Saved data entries
=== Section Start ===
PR #1742, opened 2026-05-27
Make stable versions immutable and allow soft-deletion / hiding of versions

Seldaek:
### Why

Today the Updater silently rewrites a stable version row whenever upstream changes the source/dist reference (re-tags, force-pushed annotated tags, etc.). For a published `v1.2.3` this is wrong — downstream lock files, mirrors, and security scanners all assume a tagged release is a frozen snapshot. And `VersionRepository::remove()` is the only way to pull a release: no recovery, no provenance, no way to distinguish maintainer cleanup from an admin takedown.

This PR locks stable versions, adds a reason-aware soft-delete, and a separate admin-only version hiding capability.

### Stable-version immutability gate (`Updater`)

- New rule: once a non-dev version row exists, the Updater never modifies its identity. Effective reference = `source.reference` if present, else `dist.reference`.
- `DELETE_BEFORE` now only wipes dev versions; stable rows fall through to the immutability gate.
- `UPDATE_EQUAL_REFS` renamed to `UPDATE_SOURCE_DIST_URL`. For stable rows, the URL rewrite only fires when both old and new refs are identical 40+ char hashes AND a driver-confirmed dist URL fetch verifies the new URL. Otherwise the version is skipped with a specific reason.

### Soft-delete with reasons (new `VersionDeletionReason` enum)

- `AutoDeletedMissing` — Updater soft-marks a row when upstream loses it; hard-purges after 1 day for dev versions only. Stable versions stay forever.
- `DeletedByMaintainer` — pulled via the per-version UI delete.
- `DeletedByAdmin` — pulled by an admin with an optional public reason.
- `Hidden` — admin took the version down with no public trace (used by the spam-cascade and selective takedowns). Visible to maintainers/admins, hidden from everyone else.

### V2 metadata + UI

- `V2Dumper` filters soft-deleted versions out of both `<name>.json` and `<name>~dev.json`. Composer can no longer resolve a pulled version.
- Package page lists soft-deleted versions grayed-out with a per-reason title (`Deleted by maintainer on ...`, `Removed by admin on ...: <reason>`, `Hidden by admin on ...: <reason>`, `No longer found in upstream repository`).
- New "retag blocked" warning badge on stable rows where `lastBlockedReference IS NOT NULL`, linking to the new doc page.
- Soft-deleted rows show a Recover button (maintainer-recoverable for maintainer/auto-missing reasons; admin-only recovery for versions removed or hidden by admins).

### Audit + notification

- New audit record types: `VersionSoftDeleted`, `VersionRecovered`, `VersionReferenceChangeBlocked`.
- If a version ref change is detected, we email all maintainers with an update failure notification.
- New static doc page at `/about/version-immutability` explaining the rule, what the maintainer sees, and the recommended remediation.

### Out of scope

- Malware-flagged versions: unchanged — they keep appearing in metadata, surfaced via the existing FilterListEntry UI.
- Whole-package deletion (`PackageManager::deletePackage` / `CleanSpamPackagesCommand`) is a separate concept (whole row cascades) and untouched.


src/Entity/Version.php
```diff
@@ -678,6 +689,59 @@ public function getSoftDeletedAt(): ?\DateTimeImmutable
...
+    public function getLastBlockedReference(): ?string
+    {
+        return $this->lastBlockedReference;
+    }
+
+    /**
+     * Effective reference used for immutability identity: source.reference if present,
+     * else dist.reference, else null (no usable identity).
+     */
+    public function getEffectiveReference(): ?string
```
glaubinix: This looks unused

migrations/2026_05_version_immutability.sql
```diff
@@ -0,0 +1,20 @@
+-- Version immutability + soft-delete reasons
+--
+-- Adds:
+--   deletionReason         enum-string column (auto_missing | maintainer | admin)
```
glaubinix:
```suggestion
--   deletionReason         enum-string column (auto_missing | maintainer | admin | hidden)
```

src/Controller/PackageController.php
```diff
@@ -804,7 +825,7 @@ public function viewPackageVersionAction(Request $req, int $versionId): JsonResp
     }
```
glaubinix, line 845: `PackageController::viewPackageVersionAction` still returns all softDeleted versions for json requests. Not sure we care really but think would be nice to either remove them or at least flag them as soft deleted?

src/Controller/UserController.php
```diff
@@ -123,7 +124,10 @@ public function markSpammerAction(Request $req, #[VarName('name')] User $user):
 
             foreach ($packages as $package) {
                 foreach ($package->getVersions() as $version) {
-                    $versionRepo->remove($version);
+                    if ($version->isSoftDeleted()) {
+                        continue;
+                    }
+                    $versionRepo->softDelete($version, VersionDeletionReason::Hidden, 'spam', $adminUser);
```
glaubinix, line 130: This will trigger one package update per version

src/Package/Updater.php
```diff
@@ -87,7 +97,12 @@ class Updater
 {
     use \App\Util\DoctrineTrait;
 
-    public const UPDATE_EQUAL_REFS = 1;
+    /**
+     * Roll out new source/dist URLs across existing versions without changing references.
+     * Stable versions only accept the rewrite when every check in updateSourceDistUrl() passes
```
glaubinix: I cannot find `updateSourceDistUrl()` anywhere

src/Package/Updater.php
```diff
@@ -292,39 +344,65 @@ public function update(IOInterface $io, Config $config, Package $package, VcsRep
...
+        // auto-recover versions still present upstream that had been auto-soft-deleted as missing.
+        // Admin/maintainer-pulled rows (deletionReason in (admin, maintainer)) stay soft-deleted.
         $em->getConnection()->executeStatement(
-            'UPDATE package_version SET updatedAt = :now, softDeletedAt = NULL WHERE id IN (:ids) AND softDeletedAt IS NOT NULL',
-            ['now' => date('Y-m-d H:i:s'), 'ids' => $idsToMarkUpdated],
+            'UPDATE package_version
+                SET updatedAt = :now, softDeletedAt = NULL, deletionReason = NULL, deletionReasonText = NULL
+                WHERE id IN (:ids)
+                  AND softDeletedAt IS NOT NULL
+                  AND (deletionReason IS NULL OR deletionReason = :autoReason)',
```
glaubinix, line 389: Just curious when would deletionReason by NULL here? Is this for versions soft deleted before merging this PR? Wonder if we should mark them as AutoDeletedMissing via migration? Would take it there aren't that many versions flagged as softDelete right now

src/Package/Updater.php
```diff
@@ -292,39 +344,65 @@ public function update(IOInterface $io, Config $config, Package $package, VcsRep
...
             if (
-                // soft-deleted versions are really purged after a day
-                (null !== $version['softDeletedAt'] && new \DateTime($version['softDeletedAt']) < $deleteDate)
-                // remove v1 normalized versions of dev-master/trunk/default immediately as they have been recreated as dev-master/trunk/default in a non-normalized way
-                || ($version['normalizedVersion'] === '9999999-dev')
+                $isDev
+                && (
+                    (null !== $version['softDeletedAt'] && new \DateTime($version['softDeletedAt']) < $deleteDate)
+                    || ($version['normalizedVersion'] === '9999999-dev')
+                )
```
glaubinix, line 413: I think this looks off now. Isn't the `development` flag only a Composer 2 feature? So any Composer 1 `9999999-dev` version would already be skipped by the first part of the if statement.

glaubinix (commented):
Not fully through yet. Still missing the second half of the updater changes + tests and JS code

src/Package/Updater.php
```diff
@@ -381,35 +461,210 @@ public function update(IOInterface $io, Config $config, Package $package, VcsRep
...
+        $oldSource = $existingVersion['source'] ?? null;
+        $oldDist = $existingVersion['dist'] ?? null;
+        $oldSourceRef = $oldSource['reference'] ?? null;
+        $oldDistRef = $oldDist['reference'] ?? null;
+        $newSourceRef = $data->getSourceReference();
+        $newDistRef = $data->getDistReference();
+        $newSourceUrl = $data->getSourceUrl();
+        $newDistUrl = $data->getDistUrl();
+
+        if (!\is_string($oldSourceRef) || $oldSourceRef === '' || !\is_string($oldDistRef) || $oldDistRef === '') {
```
glaubinix, line 553: All the checks here basically mean we will never rewrite source/dist for any self-hosted GitLab/Gitea/Forgejo instances or other git servers even if their URL changes. I think this is fine but just wanted to confirm

src/Package/Updater.php
Seldaek: Yeah I think this became applySourceDistUrlRewrite() - will fix

src/Controller/UserController.php
Seldaek: That's not too bad, scheduleJob() deduplicates and if a pending job already exists.

src/Package/Updater.php
Seldaek: The migration file does set null ones to autodeleted missing actually, so once that ran through I guess we could simplify this condition yes. 

And yeah there are 20K records with soft delete set right now, because some packages just never get updated for various reasons and then old branches are just left there dangling.

src/Package/Updater.php
Seldaek: Yup that is correct, it's a limitation that I can live with for now, we can always change that later once we understand it more, but ideally we'll not have external dist URLs forever so that'd resolve it.

src/Controller/PackageController.php
Seldaek: Fixed in 45ac0e47

src/Package/Updater.php
Seldaek: the development flag there is coming from the packagist db, that's just set true for any dev-*/*-dev version. I agree in theory we shouldn't need the BC path for old v1 versions, but sadly we still have 10000 rows with old `9999999-dev` as normalized version, these should be recreated/deleted, but these are most likely packages which are gone / not updateable anymore, but if for some reason they update I'd rather the code keeps working as intended so leaving this here. Clarified a little bit in 3613bc10 tho

src/Entity/Version.php
Seldaek: Yup, duplicate of Updater::computeEffectiveReference 584b9185

Seldaek:
Ok this is ready to go I think, will deploy it tomorrow morning.

PR #1756, opened 2026-06-09
Pin GitHub webhook signature algorithm to sha256

iliaal:
The `/api/github` handler split the `X-Hub-Signature-256` header on `=` and passed the left side to `hash_hmac` as the algorithm name, so a header like `bogus=...` raised an uncaught `ValueError` and returned 500 instead of rejecting the signature. This pins the algorithm to the sha256 scheme GitHub sends to that header and requires a well-formed hex digest, so malformed headers fall through to the existing 403. Adds a regression test.


Seldaek:
Thanks, makes sense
=== Section End ===
The task: From the entries above, copy each line that holds "URLs".

Answer area:
+     * Roll out new source/dist URLs across existing versions without changing references.
Seldaek: Yup that is correct, it's a limitation that I can live with for now, we can always change that later once we understand it more, but ideally we'll not have external dist URLs forever so that'd resolve it.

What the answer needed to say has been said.